What are the responsibilities and job description for the Big Data Engineer position at Purple Drive Technologies LLC?
Job Details
Job Title: Big Data Engineer
Location: Atlanta, GA / Tampa, FL/ Dallas, TX
Job Summary
We are seeking an experienced Big Data Engineer to design, build, and optimize large-scale data pipelines and distributed systems across cloud and on-prem platforms. The ideal candidate will have strong expertise in Spark, Hadoop ecosystems, cloud data services, ETL/ELT design, streaming platforms, and best practices for scalable data processing.
Responsibilities
-
Design, develop, and maintain big data pipelines using Spark (PySpark/Scala), Hadoop, Kafka, and distributed computing frameworks.
-
Build and optimize ETL/ELT pipelines for structured and unstructured data across cloud and on-prem data platforms.
-
Work with cloud technologies (AWS, Azure, or Google Cloud Platform) including Data Lake, Databricks, EMR, Glue, Dataflow, Synapse, or Snowflake.
-
Develop Delta Lake / Lakehouse architecture for high-performance ingestion and processing.
-
Build real-time streaming solutions using Kafka, Spark Streaming, Kinesis, or Event Hub.
-
Collaborate with data architects, analysts, and application teams to gather data requirements and deliver scalable solutions.
-
Implement and maintain CI/CD pipelines, automated jobs, and orchestration using Airflow/Azure Data Factory/Glue Workflows.
-
Optimize data pipelines for performance, cost efficiency, and reliability.
-
Ensure data quality, validation, governance, and lineage best practices across the ecosystem.
-
Troubleshoot and resolve production issues in a high-availability environment.

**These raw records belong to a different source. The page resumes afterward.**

PR #281, opened 2023-06-08
Implementation of sort operation

agoscinski:
Still a draft, but some comments on the signature of the sort function are already welcomed. I marked questions for review with `PR COMMENT`

Missing:
* sorting of gradients
* dispatching np.take function
* tests

----
:books: Documentation preview :books:: https://equistore--281.org.readthedocs.build/en/281/

### DIFF
--- a/python/metatensor-operations/metatensor/operations/_dispatch.py
+++ b/python/metatensor-operations/metatensor/operations/_dispatch.py
@@ -614,7 +614,7 @@ def where(array):
 
 def take(array, indices, axis: int):
     """
-    See torch take_along_dim or numpy take as reference.
+    See :py:func:`torch.index_select` or :py:func:`numpy.take` as reference.
 
     Because numpy and torch have different APIs we went for the more limited one
     in torch not supporting ``mode`` argument. The argument ``out`` is not supported
@@ -635,68 +635,31 @@ def take(array, indices, axis: int):
         raise TypeError(UNKNOWN_ARRAY_TYPE)
 
 
-# PR COMMENT I implemented argsort because I thought I need it, but it turned out not
-#            but I would nevertheless keep it, might be useful for something else
-def argsort(array, axis=-1, descending: bool = False, stable: bool = False):
+def argsort_labels_values(labels_values, reverse: bool = False):
     """
-    See torch argsort as reference.
+    Similar to :py:func:`np.argsort`, but sort the rows as one aggregated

Required Skills & Qualifications
-
5-8 years of experience as a Big Data Engineer or Data Engineer.
-
Strong hands-on skills with Spark (PySpark or Scala), Hadoop, Hive, HDFS, MapReduce.
-
Experience working with Databricks, EMR, Glue, Synapse, DataProc, or equivalent big-data compute engines.
-
Proficiency in Python or Scala for data engineering.
-
Experience with Kafka or other event-streaming technologies.
-
Strong understanding of cloud data architectures (AWS S3/Glue/EMR | Azure ADLS/ADF/Databricks | Google Cloud Platform BigQuery/DataProc).
-
Solid SQL skills and experience with relational NoSQL databases.
-
Experience with version control (Git) and CI/CD tools (Jenkins, Azure DevOps, GitHub Actions).
-
Hands-on experience with Airflow, ADF, or other orchestration and scheduling tools.
-
Familiarity with data modeling, data governance, and best practices for data quality.